Russian philosophy

Justin Schwartz jkschw at hotmail.com
Fri Jul 5 06:14:50 PDT 2002



>From: "ChrisD(RJ)" <chrisd at russiajournal.com>
>Reply-To: lbo-talk at lists.panix.com
>To: "'lbo-talk at lists.panix.com'" <lbo-talk at lists.panix.com>
>Subject: RE: Russian philosophy
>Date: Fri, 5 Jul 2002 16:59:03 +0400
>
>Justin: I don't know Russian and no one would mistake me
>for an expert in "Rusian philosophy" outsider of a knowledge of the Russian
>---------
>Not many people in the West know this, but classical Russian philosophy,
>Berdyayev, Rozanov, Solovyov, those guys, is pretty interesting..

Ya, I read those guys after I got the job, had read Berdayev before actually; and Tolstoi (as a philosopher) too, some others. Russian philosophy doesn't look like philosophy to someome trained in Anglo-AMerican analytical philosophy. It's more like highly charged, rather poetic (at its best) expression of feeling than careful construction of arguments. That's not a criticism, just a statement. I recognize that the Russian philosophers were not trying to be Hume or Mill and failing. They were doing something else. When I went to philosophy conferences in Russia, this lead to culture conflicts.

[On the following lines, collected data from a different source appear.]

PR #717, opened 2020-05-30
Better SkeletonBuilder

jeylau:
Skeleton is built from the config if existent (rather than from scratch systematically).
The necessity of having a fully labeled animal has been relaxed so that the Builder will always show up?

### DIFF
--- a/deeplabcut/utils/auxfun_multianimal.py
+++ b/deeplabcut/utils/auxfun_multianimal.py
@@ -47,8 +47,12 @@ def getpafgraph(cfg, printnames=True):
 
     bodypartnames = multianimalbodyparts + uniquebodyparts
     lookupdict = {bodypartnames[j]: j for j in range(len(bodypartnames))}
-    # print(lookupdict)
 
+    if cfg['skelton'] is None:
+        cfg['skelton']=[]
+
+    # CHECKS if each bpt is connected to at least one other bpt
+    # TODO: check that there is a path leading from each (multi)bpt to each other (multi)bpt!
     connected = set()
     partaffinityfield_graph = []
     for link in cfg["skeleton"]:
@@ -64,7 +68,8 @@ def getpafgraph(cfg, printnames=True):
     unconnected = set(range(len(multianimalbodyparts))).difference(connected)
     if unconnected:
         raise ValueError(f'Unconnected {", ".join(multianimalbodyparts[i] for i  in unconnected)}. '
-                         f'For multi-animal projects, all bodyparts should be connected. '
+                         f'For multi-animal projects, all multianimalbodyparts should be connected. '
+                         f'Ideally there should be at least one (multinode) path from each multianimalbodyparts to each other multianimalbodyparts. '
                          f'Please verify the skeleton in the config.yaml.')
 
     if printnames:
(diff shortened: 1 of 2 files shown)


MMathisLab:
If my config.yaml is:

```
individuals:
- individual1
- individual2
- individual3
uniquebodyparts:
- ice1
- ice2
- ice3
multianimalbodyparts:
- bodypart1
- bodypart2
skeleton:
bodyparts: MULTI!
```
I label frames, and then run build skeleton:

```
  File "/Users/mwmathis/Documents/DeepLabCut/deeplabcut/gui/label_frames.py", line 139, in build_skeleton
    skeleton.SkeletonBuilder(self.config)
  File "/Users/mwmathis/Documents/DeepLabCut/deeplabcut/utils/skeleton.py", line 58, in __init__
    for bone in self.cfg['skeleton']:
TypeError: 'NoneType' object is not iterable
  File "/Users/mwmathis/Documents/DeepLabCut/deeplabcut/gui/label_frames.py", line 139, in build_skeleton
    skeleton.SkeletonBuilder(self.config)
  File "/Users/mwmathis/Documents/DeepLabCut/deeplabcut/utils/skeleton.py", line 58, in __init__
    for bone in self.cfg['skeleton']:
TypeError: 'NoneType' object is not iterableTraceback (most recent call last):
  File "/Users/mwmathis/Documents/DeepLabCut/deeplabcut/gui/label_frames.py", line 139, in build_skeleton
    skeleton.SkeletonBuilder(self.config)
  File "/Users/mwmathis/Documents/DeepLabCut/deeplabcut/utils/skeleton.py", line 58, in __init__
    for bone in self.cfg['skeleton']:
TypeError: 'NoneType' object is not iterable
```

MMathisLab:
I must connect the skeleton first in the config.yaml, which is not the ideal behavior. 

Screen Shot 2020-05-30 at 3 44 37 PM

jeylau:
Aw ok, I thought our default was an empty list in the config
skeleton: []
I'll account for both cases.

MMathisLab:
I guess this is an edge case if someone deletes the "fake" skeleton that is put in by default, that is true ;)

AlexEMG:
Yes, def. should be []. But better to cover both.

jeylau:
Let me just also add the test for the paf graph and this will look good :)

MMathisLab (approved):
works great, thanks @jeylau !!!

jeylau:
Please let me know if you feel the error is documented enough!

MMathisLab (commented):
`bodypartnames = multianimalbodyparts + uniquebodyparts`

currently the SkeletonBuilder does not allow one to visualize and connect the unique bodyparts, which upon further conisderation, perhaps it should do; i.e. now it only shows the `multianimalbodyparts` but indeed the unique points "can" be connected, while the `multianimal` must be, correct @AlexEMG ?

so, here it's check for only multianimal bodyparts, but should we warn if any bodyparts (as defined in the code sniplet above) are not-connected?

MMathisLab:
also small thing, but if it's `skeleton:` in the config.yaml, it doesn't print the warning, it just doesn't work ;). if it's `skeleton: [ ]` works nicely :)

jeylau:
> also small thing, but if it's `skeleton:` in the config.yaml, it doesn't print the warning, it just doesn't work ;). if it's `skeleton: [ ]` works nicely :)

https://github.com/DeepLabCut/DeepLabCut/pull/717/commits/02e10fd114e3ae988836ff0e4b3791e263529e24 should handle that case, I've tested it :)

AlexEMG (approved):
Great!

My predecessor at Ohio State, James Scanlan, was a real expert in Russian philosophy, spoke gorgeous, accent free Russian, edited a fine anthology of the subject, wrote a first rate book on Marxism in the USSR, best thing on the subject, actually. Does it the favor, if that's the word, of treating it seriously, as if it were real philosophy. I was fired before I got to teach the subject, though.